Walker is the first candidate to quit the race after the second Republican debate last week, where his performance was widely seen as underwhelming. Walker struggled to distinguish himself on the crowded stage and failed to clarify his position on issues such as birthright citizenship and immigration.
Walker urged Republicans to "get back to the basics of the party," and said that "voters want to be for something instead of against someone."
After Walker's first debate performance, in which he touted his record on union busting, AFL-CIO president Richard Trumka released a statement that said Walker was a "national disgrace." Today, Trumka stuck by his statement that Walker was still a disgrace, "just no longer national."
Luntz said that in addition to the low polling numbers, which makes it difficult to raise money from donors, Walker's visible struggle to get his message out contributed to his sinking campaign.

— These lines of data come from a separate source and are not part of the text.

PR #5381, opened 2024-05-02
feat(earn): add cta to discover tab

satish-ravi:
### Description

Add CTA component and add to discover tab behind feature gate. 
[Figma](https://www.figma.com/file/E1rC3MG74qEg5V4tvbeUnU/Stablecoin-Enablement?type=design&node-id=2472-13347&mode=design&t=oKYLUKxeE593WxAR-0)

### Related issues

- Part of ACT-1174

### Backwards compatibility

Yes

### Network scalability


src/icons/EarnAave.tsx
```diff
@@ -0,0 +1,43 @@
+import * as React from 'react'
+import Svg, { ClipPath, Defs, G, LinearGradient, Path, Rect, Stop } from 'react-native-svg'
+
+const EarnAave = () => (
+  <Svg width={34} height={34} viewBox="0 0 34 34" fill="none">
+    <Rect width={32} height={32} rx={16} fill="#F1FDF1" />
```
MuckT, line 6: It looks like this is also `Colors.successLight` should we pass this color instead of the hardcoded value?

MuckT (approved):

PR #5385, opened 2024-05-03
fix(points): prevent sagas spawning if points are disabled

kathaypacific:
### Description

As the title. Rather than remembering to check the remote config in each saga, catch it all at the root level. We should not start talking to the points DB yet.

### Test plan

n/a

### Related issues

n/a

### Backwards compatibility

Y

### Network scalability


bakoushin (approved):
✨

PR #5391, opened 2024-05-06
feat(points): fetch points balance

kathaypacific:
### Description

This PR adds:
- points balance redux variable + migrations
- points balance saga to fetch balance from endpoint
- some coordination so that the balance only animates when it has changed (the screen state can change without the balance changing, which triggers the animation without extra intervention)
- add the heart on points bottom sheet

The error handling will come in the next PR.

### Test plan

Refreshing when the points balance changes:

https://github.com/valora-inc/wallet/assets/20150449/d9675acf-4461-4794-be5f-e9e768cd2c1c

Refreshing when the points balance did not change:

https://github.com/valora-inc/wallet/assets/20150449/261f36f5-acdb-48a8-b070-59edc5459ebd

### Related issues

- Related to RET-1073

### Backwards compatibility

Y

### Network scalability


src/points/PointsHistoryBottomSheet.tsx
```diff
@@ -64,6 +67,18 @@ function PointsHistoryBottomSheet({ forwardedRef }: Props) {
...
+    if (
+      !hasNextPage ||
+      pointsHistoryStatus === 'loadingNextPage' ||
+      pointsHistoryStatus === 'loadingFirstPage'
+    ) {
+      // prevent fetching more history if there is no next page. onEndReached
+      // will continue to fire if this is not checked. onEndReached also does
+      // not have a throttle so prevent fetching more history when there is
+      // already a request in flight.
+      return
```
kathaypacific, line 79: specifically on my simulator, there were not enough total history items to stop the onEndReached from firing continuously in the background

test/schemas.ts
```diff
@@ -2303,14 +2302,7 @@ export const v131Schema = {
...
     ),
-    activeDapp: v130Schema.dapps.activeDapp
-      ? {
-          ...v130Schema.dapps.activeDapp,
-          categories: v130Schema.dapps.activeDapp.categories ?? [
-            v130Schema.dapps.activeDapp.categoryId,
-          ],
-        }
-      : null,
+    activeDapp: null,
```
kathaypacific, line 2305: i had typescript errors trying to define the new schema, it kept complaining that `points` did not exist on the v211Schema. i'm sure that the issue is not with how i defined the new v212Schema, but i'm not sure exactly where in this waterfall object the type definitions became messed up. i tried to remove the `any` casts further up the waterfall which seems to have done the trick. the migration here for `activeDapp` is actually not needed because this should be a session level state anyway.

src/redux/migrations.test.ts
```diff
@@ -1584,7 +1584,7 @@ describe('Redux persist migrations', () => {
     const oldSchema = {
       ...v203Schema,
       positions: {
-        ...v203Schema.positions,
+        ...(v203Schema.positions as any),
```
kathaypacific, line 1587: these `any` casts became necessary after the changes in the schemas.ts file...we create schemas to migrate from old data types that we don't keep anymore so casting the old data types as `any` seems to make sense

src/points/saga.ts
```diff
@@ -87,6 +90,7 @@ export function* getHistory({ payload: params }: ReturnType<typeof getHistorySta
         appendHistory: params.getNextPage,
         newPointsHistory: history.data.filter((record) => isClaimActivityId(record.activityId)),
         nextPageUrl: history.hasNextPage ? history.nextPageUrl : null,
+        pointsBalance: history.balance,
```
bakoushin, line 93: i realized that we may have a small discrepancy when making the history endpoint returning the balance: when fetching the next history page we may update the balance, but the history feed will remain unchanged until the user pulls to refresh. so we will lose the matching between balance and history.

perhaps we should update the balance only when we are fetching the first page?

bakoushin (approved):
💫 Looking good!

src/points/saga.ts
jophish: what do you mean by "so we will lose the matching between balance and history"? like the sum of the history entries that are rendered on the bottom sheet will not add to the number shown on the home screen? i agree that might be a little strange, especially if the user e.g., redeems all their points (so the home screen shows 0 but the history screen shows positive points) or something like that.

bakoushin: @jophish i mean that if the balance will suddenly update, the top of the history will not:
* from the start, we get the balance and the first page (we see the last balance and the last events)
* but then the user opens the bottom sheet and scrolls down
* we get the _updated balance_ and the next page (but not the page with those events that updated that balance)
* the user notices that the balance is updated
* scrolls to the top of the bottom sheet to see the new entries, but there are no new entries because they have to pull to refresh

this is why I'm proposing to update the balance only in sync with fetching the first page, so the user will see their 0 balance updated only when they pull to refresh

src/points/PointsHome.test.tsx
```diff
@@ -77,6 +77,25 @@ describe(PointsHome, () => {
     expect(store.getActions()).toEqual([getPointsConfigRetry()])
   })
 
+  it('refreshes the balance and history on mount and on pull to refresh', async () => {
```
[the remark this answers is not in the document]
kathaypacific: the pull to refresh can only be triggered manually with a swipe down action so it cannot be triggered on load next history page

src/points/slice.ts
```diff
@@ -46,23 +48,25 @@ const initialState: State = {
...
+      getHistoryStatus: action.payload.getNextPage ? 'loadingNextPage' : 'loadingFirstPage',
     }),
     getHistorySucceeded: (state, action: PayloadAction<GetPointsHistorySucceededAction>) => ({
       ...state,
       pointsHistory: action.payload.appendHistory
         ? [...state.pointsHistory, ...action.payload.newPointsHistory]
         : action.payload.newPointsHistory,
       nextPageUrl: action.payload.nextPageUrl,
-      getHistoryStatus: 'idle',
+      getHistoryStatus: 'success',
```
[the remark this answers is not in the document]
kathaypacific: yes essentially to differentiate between when the balance is up to date or in need of a fetch. the status is now reset to idle on app start :)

"Voters have to know where you stand and he started to lose his definition," said Luntz. "He was not as disciplined." Walker's campaign was also one of the most expensive in the race, Luntz said, suggesting that high staff costs that could have contributed to the decision to pull out.
Four other Republican candidates — former Virginia Governor Jim Gilmore, South Carolina Senator Lindsey Graham, Louisiana Governor Bobby Jindal, and former New York Governor George Pataki — received the same dismal poll numbers as Walker on Monday. But Walker was the only member of this set that was an early favorite and had participated in the "varsity" debate with the 10 other higher-polling candidates.
Walker gained national attention for his record of union busting, controversial budget cuts, and surviving a recall election, the first for an incumbent in a gubernatorial race, in his home state of Wisconsin. He was one of the GOP's so-called establishment candidates, who have actually held a political office and are dramatically losing favorability to outsider candidates Donald Trump, Carly Fiorina, and Ben Carson. But Walker's dropping out might make it easier for the other middle-of-the-road candidates, who now have one less competitor to worry about, Luntz said.
Walker's rapid rise and dramatic fall is a familiar pattern for candidates who start off with an early lead. "Normally when you start off as a favorite and then you lose it," said Luntz, "you just don't get it back."